##### RECORDS FOR THIS EXERCISE #####

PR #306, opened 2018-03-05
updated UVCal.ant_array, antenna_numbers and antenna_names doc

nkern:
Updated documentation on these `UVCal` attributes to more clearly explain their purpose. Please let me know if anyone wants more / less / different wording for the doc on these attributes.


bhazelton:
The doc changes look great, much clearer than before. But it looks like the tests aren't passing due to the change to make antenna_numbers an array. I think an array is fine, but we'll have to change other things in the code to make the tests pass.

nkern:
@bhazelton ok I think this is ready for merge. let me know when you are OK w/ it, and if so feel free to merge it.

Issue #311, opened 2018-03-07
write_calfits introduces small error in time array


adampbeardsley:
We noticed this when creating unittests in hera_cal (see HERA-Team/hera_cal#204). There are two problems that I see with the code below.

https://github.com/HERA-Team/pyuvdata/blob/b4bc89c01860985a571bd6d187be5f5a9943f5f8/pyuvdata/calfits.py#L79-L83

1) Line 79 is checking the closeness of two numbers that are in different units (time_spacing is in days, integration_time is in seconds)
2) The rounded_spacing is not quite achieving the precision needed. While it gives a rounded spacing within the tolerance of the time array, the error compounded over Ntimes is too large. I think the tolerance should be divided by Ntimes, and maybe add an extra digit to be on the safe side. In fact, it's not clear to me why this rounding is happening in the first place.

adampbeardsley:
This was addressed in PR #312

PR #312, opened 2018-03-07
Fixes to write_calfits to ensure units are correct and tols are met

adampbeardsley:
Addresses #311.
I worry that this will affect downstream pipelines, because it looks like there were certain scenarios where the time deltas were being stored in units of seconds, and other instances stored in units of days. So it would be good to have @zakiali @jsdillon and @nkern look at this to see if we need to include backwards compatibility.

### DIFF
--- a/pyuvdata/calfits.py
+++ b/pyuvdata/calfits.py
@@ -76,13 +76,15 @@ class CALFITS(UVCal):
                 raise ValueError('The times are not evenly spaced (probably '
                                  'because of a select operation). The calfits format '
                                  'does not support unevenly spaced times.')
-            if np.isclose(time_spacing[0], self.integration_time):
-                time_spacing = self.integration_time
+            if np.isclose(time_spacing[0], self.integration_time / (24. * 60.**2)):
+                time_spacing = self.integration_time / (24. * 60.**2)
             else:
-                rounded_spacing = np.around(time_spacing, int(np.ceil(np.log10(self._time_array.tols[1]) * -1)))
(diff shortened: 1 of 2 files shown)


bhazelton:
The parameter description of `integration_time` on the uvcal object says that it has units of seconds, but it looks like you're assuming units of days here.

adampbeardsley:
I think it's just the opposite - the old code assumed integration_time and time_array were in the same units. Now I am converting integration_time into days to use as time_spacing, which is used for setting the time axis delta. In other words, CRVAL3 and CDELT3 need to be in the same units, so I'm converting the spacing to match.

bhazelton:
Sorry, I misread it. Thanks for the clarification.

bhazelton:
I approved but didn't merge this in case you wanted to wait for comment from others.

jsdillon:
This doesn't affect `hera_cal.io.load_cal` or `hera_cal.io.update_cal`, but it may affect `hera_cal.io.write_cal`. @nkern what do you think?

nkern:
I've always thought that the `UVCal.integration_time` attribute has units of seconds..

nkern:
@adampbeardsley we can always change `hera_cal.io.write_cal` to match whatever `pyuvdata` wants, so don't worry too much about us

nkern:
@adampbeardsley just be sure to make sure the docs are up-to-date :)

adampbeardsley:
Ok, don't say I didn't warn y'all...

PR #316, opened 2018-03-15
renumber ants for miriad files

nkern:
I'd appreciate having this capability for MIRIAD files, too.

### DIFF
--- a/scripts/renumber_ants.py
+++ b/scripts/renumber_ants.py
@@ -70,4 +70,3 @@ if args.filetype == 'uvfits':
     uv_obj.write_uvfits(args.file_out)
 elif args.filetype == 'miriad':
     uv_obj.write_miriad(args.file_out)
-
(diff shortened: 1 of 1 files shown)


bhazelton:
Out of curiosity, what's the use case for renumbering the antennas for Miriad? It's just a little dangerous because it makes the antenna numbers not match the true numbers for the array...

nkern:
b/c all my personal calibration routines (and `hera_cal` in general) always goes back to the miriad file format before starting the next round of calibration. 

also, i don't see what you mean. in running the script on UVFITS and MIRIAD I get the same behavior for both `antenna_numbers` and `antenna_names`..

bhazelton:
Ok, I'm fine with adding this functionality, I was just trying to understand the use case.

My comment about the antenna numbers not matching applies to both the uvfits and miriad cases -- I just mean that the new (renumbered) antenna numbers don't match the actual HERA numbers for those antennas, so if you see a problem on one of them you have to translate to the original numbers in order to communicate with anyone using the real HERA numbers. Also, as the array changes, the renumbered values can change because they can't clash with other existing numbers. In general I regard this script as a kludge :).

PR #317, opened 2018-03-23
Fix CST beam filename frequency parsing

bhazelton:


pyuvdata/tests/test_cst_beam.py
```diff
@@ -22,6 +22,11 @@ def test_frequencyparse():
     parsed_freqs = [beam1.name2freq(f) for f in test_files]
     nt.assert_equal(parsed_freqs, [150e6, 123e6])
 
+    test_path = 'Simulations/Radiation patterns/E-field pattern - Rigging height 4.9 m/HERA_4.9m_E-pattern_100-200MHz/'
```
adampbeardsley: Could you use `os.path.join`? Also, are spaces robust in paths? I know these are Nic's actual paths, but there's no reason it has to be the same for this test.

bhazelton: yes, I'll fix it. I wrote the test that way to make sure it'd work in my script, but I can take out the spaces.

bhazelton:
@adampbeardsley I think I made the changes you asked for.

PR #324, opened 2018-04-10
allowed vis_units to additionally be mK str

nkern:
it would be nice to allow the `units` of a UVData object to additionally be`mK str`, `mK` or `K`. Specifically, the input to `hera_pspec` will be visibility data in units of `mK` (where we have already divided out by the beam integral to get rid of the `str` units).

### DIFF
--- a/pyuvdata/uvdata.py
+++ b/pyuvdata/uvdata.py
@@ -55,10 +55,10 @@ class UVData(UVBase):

#####

INSTRUCTIONS TO FOLLOW: Within the entries, find all lines holding "scripts" and copy each one.

REPLY:
--- a/scripts/renumber_ants.py
+++ b/scripts/renumber_ants.py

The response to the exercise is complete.